─── Provided data
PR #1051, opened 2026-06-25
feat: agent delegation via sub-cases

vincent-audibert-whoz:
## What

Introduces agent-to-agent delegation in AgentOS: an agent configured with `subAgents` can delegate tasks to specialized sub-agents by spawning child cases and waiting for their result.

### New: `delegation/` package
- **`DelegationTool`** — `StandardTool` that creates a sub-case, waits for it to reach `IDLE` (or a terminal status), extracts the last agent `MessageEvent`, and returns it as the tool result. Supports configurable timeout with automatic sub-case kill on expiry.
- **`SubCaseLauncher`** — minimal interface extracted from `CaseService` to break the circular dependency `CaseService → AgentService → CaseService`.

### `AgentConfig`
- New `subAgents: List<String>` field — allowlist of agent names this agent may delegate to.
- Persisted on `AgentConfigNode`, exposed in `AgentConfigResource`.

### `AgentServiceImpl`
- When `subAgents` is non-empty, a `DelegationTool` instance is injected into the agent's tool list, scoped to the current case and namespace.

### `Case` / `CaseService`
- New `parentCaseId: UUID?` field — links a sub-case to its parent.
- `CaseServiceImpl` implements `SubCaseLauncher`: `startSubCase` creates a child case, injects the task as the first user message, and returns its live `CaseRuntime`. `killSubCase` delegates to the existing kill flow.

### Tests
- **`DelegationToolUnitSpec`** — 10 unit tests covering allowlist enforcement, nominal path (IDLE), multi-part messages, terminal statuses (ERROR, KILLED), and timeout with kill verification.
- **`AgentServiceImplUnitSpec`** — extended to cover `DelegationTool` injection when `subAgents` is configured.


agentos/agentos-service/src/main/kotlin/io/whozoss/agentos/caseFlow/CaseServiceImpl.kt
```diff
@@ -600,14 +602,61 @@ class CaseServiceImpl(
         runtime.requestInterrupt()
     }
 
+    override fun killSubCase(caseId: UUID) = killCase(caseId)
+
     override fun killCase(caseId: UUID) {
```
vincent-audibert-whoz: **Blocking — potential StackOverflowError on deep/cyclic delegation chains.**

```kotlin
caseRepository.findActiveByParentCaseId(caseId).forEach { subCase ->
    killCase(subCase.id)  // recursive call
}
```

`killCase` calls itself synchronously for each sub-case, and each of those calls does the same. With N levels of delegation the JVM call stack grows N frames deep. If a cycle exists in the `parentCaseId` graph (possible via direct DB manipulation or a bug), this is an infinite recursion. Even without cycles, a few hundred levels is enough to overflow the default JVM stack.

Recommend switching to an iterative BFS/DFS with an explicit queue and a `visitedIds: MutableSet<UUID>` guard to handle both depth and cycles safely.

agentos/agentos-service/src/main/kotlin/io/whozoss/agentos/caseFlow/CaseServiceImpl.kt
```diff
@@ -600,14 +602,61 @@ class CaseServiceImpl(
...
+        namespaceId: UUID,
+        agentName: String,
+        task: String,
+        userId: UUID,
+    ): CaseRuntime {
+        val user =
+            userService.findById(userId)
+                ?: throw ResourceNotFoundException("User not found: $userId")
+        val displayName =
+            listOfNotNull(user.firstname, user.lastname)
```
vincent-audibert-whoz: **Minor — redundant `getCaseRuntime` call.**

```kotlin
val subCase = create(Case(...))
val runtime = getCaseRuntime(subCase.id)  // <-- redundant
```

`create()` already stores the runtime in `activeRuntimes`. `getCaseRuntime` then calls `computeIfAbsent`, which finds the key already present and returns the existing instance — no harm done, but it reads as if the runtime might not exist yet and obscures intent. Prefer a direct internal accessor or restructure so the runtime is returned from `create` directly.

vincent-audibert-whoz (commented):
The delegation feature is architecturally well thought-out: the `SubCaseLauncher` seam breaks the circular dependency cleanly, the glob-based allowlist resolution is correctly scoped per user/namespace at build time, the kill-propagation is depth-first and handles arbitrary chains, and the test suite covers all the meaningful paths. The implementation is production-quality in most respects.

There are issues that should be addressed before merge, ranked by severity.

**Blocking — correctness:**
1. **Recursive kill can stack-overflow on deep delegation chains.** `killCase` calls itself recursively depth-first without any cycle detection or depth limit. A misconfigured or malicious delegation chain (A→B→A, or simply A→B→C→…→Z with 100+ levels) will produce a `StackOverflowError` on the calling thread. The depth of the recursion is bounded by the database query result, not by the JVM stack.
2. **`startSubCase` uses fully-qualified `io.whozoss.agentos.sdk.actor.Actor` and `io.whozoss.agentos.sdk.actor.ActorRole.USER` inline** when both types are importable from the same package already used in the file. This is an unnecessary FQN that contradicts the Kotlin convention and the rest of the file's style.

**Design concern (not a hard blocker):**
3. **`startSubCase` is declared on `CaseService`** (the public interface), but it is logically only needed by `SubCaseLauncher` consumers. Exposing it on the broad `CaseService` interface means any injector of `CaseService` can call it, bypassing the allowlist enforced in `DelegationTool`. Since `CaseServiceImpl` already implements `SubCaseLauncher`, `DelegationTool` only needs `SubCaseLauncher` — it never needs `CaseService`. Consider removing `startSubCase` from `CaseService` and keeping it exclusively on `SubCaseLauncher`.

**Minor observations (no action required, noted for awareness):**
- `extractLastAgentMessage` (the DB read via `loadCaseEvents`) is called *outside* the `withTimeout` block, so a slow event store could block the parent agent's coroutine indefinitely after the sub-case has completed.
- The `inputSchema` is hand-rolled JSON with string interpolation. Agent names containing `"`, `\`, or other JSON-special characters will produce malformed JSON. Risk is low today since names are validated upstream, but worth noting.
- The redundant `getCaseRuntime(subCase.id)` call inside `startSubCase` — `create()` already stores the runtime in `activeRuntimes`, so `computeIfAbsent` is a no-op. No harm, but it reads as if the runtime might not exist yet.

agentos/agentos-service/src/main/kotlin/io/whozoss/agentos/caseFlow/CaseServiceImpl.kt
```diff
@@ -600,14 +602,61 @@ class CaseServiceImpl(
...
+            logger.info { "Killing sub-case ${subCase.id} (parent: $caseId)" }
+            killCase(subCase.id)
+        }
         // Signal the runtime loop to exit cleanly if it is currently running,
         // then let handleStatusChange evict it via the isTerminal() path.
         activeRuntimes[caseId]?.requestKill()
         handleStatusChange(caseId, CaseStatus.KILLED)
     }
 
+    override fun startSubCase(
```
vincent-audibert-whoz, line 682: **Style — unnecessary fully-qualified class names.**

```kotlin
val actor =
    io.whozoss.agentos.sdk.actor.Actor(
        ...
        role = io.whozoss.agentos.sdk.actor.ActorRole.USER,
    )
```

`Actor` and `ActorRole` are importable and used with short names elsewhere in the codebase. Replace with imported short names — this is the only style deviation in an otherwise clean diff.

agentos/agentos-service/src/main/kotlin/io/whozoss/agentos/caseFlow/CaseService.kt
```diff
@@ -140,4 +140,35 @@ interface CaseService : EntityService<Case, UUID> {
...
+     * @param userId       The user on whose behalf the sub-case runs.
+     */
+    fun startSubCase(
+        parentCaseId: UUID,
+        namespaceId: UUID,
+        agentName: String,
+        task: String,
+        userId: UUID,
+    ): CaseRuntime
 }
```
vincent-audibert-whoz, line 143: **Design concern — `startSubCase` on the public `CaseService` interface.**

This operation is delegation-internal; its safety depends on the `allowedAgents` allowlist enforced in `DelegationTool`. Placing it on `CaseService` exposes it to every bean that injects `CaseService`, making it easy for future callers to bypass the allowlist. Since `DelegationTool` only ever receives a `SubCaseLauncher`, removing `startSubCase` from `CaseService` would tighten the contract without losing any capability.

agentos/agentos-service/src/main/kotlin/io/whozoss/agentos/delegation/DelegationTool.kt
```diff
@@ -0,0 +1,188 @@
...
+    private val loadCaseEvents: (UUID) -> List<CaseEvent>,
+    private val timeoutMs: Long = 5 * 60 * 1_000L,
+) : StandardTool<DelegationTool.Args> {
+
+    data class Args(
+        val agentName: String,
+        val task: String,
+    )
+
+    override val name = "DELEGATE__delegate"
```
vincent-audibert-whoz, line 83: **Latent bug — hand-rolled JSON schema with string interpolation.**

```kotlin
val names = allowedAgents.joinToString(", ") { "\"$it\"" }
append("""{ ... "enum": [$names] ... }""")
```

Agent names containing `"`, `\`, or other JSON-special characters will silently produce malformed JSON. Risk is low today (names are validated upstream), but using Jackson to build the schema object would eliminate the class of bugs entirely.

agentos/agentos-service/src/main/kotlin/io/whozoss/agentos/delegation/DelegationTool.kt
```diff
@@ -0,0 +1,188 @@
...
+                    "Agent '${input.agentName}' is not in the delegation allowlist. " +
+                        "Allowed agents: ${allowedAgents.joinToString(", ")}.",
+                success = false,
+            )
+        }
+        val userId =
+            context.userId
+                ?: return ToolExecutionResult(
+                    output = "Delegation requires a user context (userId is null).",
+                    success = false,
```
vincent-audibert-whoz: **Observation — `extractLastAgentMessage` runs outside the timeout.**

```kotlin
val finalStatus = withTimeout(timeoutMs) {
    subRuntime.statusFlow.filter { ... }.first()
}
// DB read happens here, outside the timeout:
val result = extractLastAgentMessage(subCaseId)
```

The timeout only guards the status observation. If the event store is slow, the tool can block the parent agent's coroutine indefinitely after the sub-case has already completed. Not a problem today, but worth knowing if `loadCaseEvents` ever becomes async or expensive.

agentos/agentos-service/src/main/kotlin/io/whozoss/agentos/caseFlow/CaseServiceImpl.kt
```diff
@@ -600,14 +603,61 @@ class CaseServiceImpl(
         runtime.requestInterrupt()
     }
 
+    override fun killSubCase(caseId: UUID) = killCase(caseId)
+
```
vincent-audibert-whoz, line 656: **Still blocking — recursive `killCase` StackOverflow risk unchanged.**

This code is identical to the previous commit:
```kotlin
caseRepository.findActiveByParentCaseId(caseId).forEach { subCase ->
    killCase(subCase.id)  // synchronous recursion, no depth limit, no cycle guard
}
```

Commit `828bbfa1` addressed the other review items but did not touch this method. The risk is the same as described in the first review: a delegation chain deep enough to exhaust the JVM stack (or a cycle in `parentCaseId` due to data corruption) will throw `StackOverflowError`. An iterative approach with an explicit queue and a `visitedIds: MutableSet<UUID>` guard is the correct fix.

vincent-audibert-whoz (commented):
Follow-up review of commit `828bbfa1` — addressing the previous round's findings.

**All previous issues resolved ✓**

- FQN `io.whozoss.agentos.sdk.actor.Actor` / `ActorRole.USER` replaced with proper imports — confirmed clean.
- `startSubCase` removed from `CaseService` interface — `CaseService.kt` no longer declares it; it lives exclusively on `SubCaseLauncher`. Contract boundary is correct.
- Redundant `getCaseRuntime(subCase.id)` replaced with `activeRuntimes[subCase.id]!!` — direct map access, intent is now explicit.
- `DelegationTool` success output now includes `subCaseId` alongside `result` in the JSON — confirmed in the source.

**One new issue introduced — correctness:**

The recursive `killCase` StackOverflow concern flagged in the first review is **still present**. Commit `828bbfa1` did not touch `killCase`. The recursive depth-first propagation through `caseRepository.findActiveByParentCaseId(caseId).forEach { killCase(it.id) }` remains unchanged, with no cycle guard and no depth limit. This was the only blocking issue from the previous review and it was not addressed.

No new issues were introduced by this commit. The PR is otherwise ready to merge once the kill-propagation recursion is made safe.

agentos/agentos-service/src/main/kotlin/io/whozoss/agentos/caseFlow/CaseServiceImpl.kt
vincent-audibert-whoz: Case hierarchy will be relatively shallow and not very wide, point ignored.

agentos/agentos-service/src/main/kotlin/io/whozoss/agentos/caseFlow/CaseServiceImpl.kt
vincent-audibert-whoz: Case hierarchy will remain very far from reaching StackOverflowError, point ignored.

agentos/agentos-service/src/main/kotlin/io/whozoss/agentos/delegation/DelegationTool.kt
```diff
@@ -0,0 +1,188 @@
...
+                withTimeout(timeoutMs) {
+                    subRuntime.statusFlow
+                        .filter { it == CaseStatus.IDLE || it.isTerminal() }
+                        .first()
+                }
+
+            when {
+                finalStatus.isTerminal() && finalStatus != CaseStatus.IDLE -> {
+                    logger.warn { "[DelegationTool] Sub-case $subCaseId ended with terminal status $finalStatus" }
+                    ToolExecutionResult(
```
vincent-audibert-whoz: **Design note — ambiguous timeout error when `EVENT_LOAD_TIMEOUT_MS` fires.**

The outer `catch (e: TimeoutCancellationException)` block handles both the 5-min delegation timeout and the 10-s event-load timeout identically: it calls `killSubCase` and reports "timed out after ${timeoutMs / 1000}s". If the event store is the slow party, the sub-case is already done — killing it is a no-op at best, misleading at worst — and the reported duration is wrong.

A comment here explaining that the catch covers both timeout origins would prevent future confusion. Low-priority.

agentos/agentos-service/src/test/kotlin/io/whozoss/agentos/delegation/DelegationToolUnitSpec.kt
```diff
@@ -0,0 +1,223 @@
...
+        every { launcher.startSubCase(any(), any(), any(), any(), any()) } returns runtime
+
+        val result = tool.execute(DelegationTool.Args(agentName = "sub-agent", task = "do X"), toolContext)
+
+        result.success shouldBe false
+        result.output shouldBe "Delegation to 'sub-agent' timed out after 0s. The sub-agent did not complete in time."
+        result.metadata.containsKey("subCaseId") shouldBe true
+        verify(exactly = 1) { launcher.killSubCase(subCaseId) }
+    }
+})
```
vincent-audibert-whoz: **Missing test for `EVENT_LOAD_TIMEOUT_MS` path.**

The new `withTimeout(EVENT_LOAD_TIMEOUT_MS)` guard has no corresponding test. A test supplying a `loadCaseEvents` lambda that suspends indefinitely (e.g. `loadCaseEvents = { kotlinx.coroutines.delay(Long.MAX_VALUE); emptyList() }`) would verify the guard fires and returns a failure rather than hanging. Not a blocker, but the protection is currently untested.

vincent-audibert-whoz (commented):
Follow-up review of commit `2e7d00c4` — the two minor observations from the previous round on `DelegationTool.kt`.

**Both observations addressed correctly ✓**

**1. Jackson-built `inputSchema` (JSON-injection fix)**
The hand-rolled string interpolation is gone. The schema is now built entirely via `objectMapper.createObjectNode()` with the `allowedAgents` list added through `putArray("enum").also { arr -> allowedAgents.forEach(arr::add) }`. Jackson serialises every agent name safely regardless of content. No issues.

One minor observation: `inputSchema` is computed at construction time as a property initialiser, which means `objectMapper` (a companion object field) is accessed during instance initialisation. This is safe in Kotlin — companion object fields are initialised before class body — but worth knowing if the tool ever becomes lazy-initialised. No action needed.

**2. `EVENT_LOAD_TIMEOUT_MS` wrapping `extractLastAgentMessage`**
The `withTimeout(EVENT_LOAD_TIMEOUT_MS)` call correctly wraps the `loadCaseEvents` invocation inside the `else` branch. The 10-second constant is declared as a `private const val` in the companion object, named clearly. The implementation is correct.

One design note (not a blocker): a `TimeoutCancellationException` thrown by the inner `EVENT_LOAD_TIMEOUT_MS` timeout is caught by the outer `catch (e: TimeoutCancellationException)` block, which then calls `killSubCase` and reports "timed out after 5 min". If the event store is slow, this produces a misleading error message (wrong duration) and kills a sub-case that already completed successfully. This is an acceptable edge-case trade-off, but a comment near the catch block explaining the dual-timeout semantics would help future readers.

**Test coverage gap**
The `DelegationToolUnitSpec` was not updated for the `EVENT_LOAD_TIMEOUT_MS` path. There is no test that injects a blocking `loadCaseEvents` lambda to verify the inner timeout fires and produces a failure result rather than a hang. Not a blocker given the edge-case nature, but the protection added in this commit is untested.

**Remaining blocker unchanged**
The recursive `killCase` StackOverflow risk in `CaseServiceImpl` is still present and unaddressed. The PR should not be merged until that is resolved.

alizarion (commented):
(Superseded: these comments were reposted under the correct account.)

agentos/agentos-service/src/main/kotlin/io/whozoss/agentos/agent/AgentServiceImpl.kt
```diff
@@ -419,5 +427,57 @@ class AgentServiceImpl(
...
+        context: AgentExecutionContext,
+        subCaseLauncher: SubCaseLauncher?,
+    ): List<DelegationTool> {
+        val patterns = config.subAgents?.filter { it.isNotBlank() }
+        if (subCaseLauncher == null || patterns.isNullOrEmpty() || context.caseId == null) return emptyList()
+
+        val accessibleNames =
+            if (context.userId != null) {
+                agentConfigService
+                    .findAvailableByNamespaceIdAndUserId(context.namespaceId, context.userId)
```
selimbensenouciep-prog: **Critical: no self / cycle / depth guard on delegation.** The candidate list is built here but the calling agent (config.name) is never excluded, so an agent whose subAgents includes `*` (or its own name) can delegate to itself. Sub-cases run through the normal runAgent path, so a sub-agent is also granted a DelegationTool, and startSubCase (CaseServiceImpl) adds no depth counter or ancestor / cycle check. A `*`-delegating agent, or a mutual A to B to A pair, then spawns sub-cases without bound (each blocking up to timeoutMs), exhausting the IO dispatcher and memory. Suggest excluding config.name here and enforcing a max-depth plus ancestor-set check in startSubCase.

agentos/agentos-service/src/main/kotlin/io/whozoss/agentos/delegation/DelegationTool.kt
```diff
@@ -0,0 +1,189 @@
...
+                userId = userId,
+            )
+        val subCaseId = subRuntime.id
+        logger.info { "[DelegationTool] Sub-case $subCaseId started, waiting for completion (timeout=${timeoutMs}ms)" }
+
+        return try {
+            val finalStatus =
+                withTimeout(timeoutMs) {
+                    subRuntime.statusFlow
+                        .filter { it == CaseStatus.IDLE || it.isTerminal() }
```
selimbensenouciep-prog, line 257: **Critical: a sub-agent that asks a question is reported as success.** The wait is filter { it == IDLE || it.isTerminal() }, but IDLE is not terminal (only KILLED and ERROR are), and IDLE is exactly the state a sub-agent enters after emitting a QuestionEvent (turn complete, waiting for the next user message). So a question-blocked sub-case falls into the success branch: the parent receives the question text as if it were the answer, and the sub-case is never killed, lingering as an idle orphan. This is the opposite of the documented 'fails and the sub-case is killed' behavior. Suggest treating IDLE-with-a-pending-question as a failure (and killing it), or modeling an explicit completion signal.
──────
> **What you will do**:
Which lines of the data contain the string "patterns"? Copy each one.

> **Response**:
+        val patterns = config.subAgents?.filter { it.isNotBlank() }
+        if (subCaseLauncher == null || patterns.isNullOrEmpty() || context.caseId == null) return emptyList()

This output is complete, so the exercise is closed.